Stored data

PR #590, opened 2018-09-12
Add max height to comments

### LINKED ISSUE #567: Add max-height to comments
If some user creates a very long comment, the scroll gets really painful. We should set a max-height to comments and a Read more at the end to show the entire comment.

largecomment

camus-code:
Resolves #567

### DIFF
--- a/src/components/snew/ThingComment.js
+++ b/src/components/snew/ThingComment.js
@@ -15,6 +15,27 @@ class ThingComment extends React.PureComponent {
     e && e.preventDefault && e.preventDefault();
     this.props.onCensorComment(this.props.loggedInAsEmail, this.props.token, this.props.id);
   }
+  handleCommentMaxHeight = () => {
+    const insertAfter = (newNode, referenceNode) => referenceNode.parentNode.insertBefore(newNode, referenceNode.nextSibling);
+    const commentsDiv = Array.prototype.slice.call(document.querySelectorAll(".comment > .entry > .usertext"));
+    const overflowDivs = commentsDiv.filter(function isOverflown(element) {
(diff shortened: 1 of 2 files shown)


dajohi:
@camus-code rebase needed.

src/components/snew/ThingComment.js
```diff
@@ -15,6 +15,24 @@ class ThingComment extends React.PureComponent {
     e && e.preventDefault && e.preventDefault();
     this.props.onCensorComment(this.props.loggedInAsEmail, this.props.token, this.props.id);
   }
+  componentDidMount(){
```
fernandoabolafio: Could you extract and encapsulate this logic into another function? 
something like: 
```js
handleCommentMaxHeight = () => {
//logic goes here
}
componentDidMount() {
  this.handleCommentMaxHeight()
}
```

src/components/snew/ThingComment.js
```diff
@@ -15,6 +15,24 @@ class ThingComment extends React.PureComponent {
...
+    const insertAfter = (newNode, referenceNode) => referenceNode.parentNode.insertBefore(newNode, referenceNode.nextSibling);
+    const commentsDiv = Array.prototype.slice.call(document.querySelectorAll(".comment > .entry > .usertext"));
+    const overflowDivs = commentsDiv.filter(function isOverflown(element) {
+      return element.scrollHeight > element.clientHeight || element.scrollWidth > element.clientWidth;
+    });
+    for (let i = 0; i < overflowDivs.length; i++) {
```
fernandoabolafio: A suggestion: here you could use the `forEach` method instead, for easier readability:
```js
overflowDivs.forEach((overflowDiv, index) => {
// logic goes here
})
```

camus-code:
Everything should be up to par now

PROBLEM DESCRIPTION:
Repeat all of the data exactly as given.

EXERCISE RESULT:
PR #590, opened 2018-09-12
Add max height to comments

### LINKED ISSUE #567: Add max-height to comments
If some user creates a very long comment, the scroll gets really painful. We should set a max-height to comments and a Read more at the end to show the entire comment.

largecomment

camus-code:
Resolves #567

### DIFF
--- a/src/components/snew/ThingComment.js
+++ b/src/components/snew/ThingComment.js
@@ -15,6 +15,27 @@ class ThingComment extends React.PureComponent {
     e && e.preventDefault && e.preventDefault();
     this.props.onCensorComment(this.props.loggedInAsEmail, this.props.token, this.props.id);
   }
+  handleCommentMaxHeight = () => {
+    const insertAfter = (newNode, referenceNode) => referenceNode.parentNode.insertBefore(newNode, referenceNode.nextSibling);
+    const commentsDiv = Array.prototype.slice.call(document.querySelectorAll(".comment > .entry > .usertext"));
+    const overflowDivs = commentsDiv.filter(function isOverflown(element) {
(diff shortened: 1 of 2 files shown)


dajohi:
@camus-code rebase needed.

src/components/snew/ThingComment.js
```diff
@@ -15,6 +15,24 @@ class ThingComment extends React.PureComponent {
     e && e.preventDefault && e.preventDefault();
     this.props.onCensorComment(this.props.loggedInAsEmail, this.props.token, this.props.id);
   }
+  componentDidMount(){
```
fernandoabolafio: Could you extract and encapsulate this logic into another function? 
something like: 
```js
handleCommentMaxHeight = () => {
//logic goes here
}
componentDidMount() {
  this.handleCommentMaxHeight()
}
```

src/components/snew/ThingComment.js
```diff
@@ -15,6 +15,24 @@ class ThingComment extends React.PureComponent {
...
+    const insertAfter = (newNode, referenceNode) => referenceNode.parentNode.insertBefore(newNode, referenceNode.nextSibling);
+    const commentsDiv = Array.prototype.slice.call(document.querySelectorAll(".comment > .entry > .usertext"));
+    const overflowDivs = commentsDiv.filter(function isOverflown(element) {
+      return element.scrollHeight > element.clientHeight || element.scrollWidth > element.clientWidth;
+    });
+    for (let i = 0; i < overflowDivs.length; i++) {
```
fernandoabolafio: A suggestion: here you could use the `forEach` method instead, for easier readability:
```js
overflowDivs.forEach((overflowDiv, index) => {
// logic goes here
})
```

camus-code:
Everything should be up to par now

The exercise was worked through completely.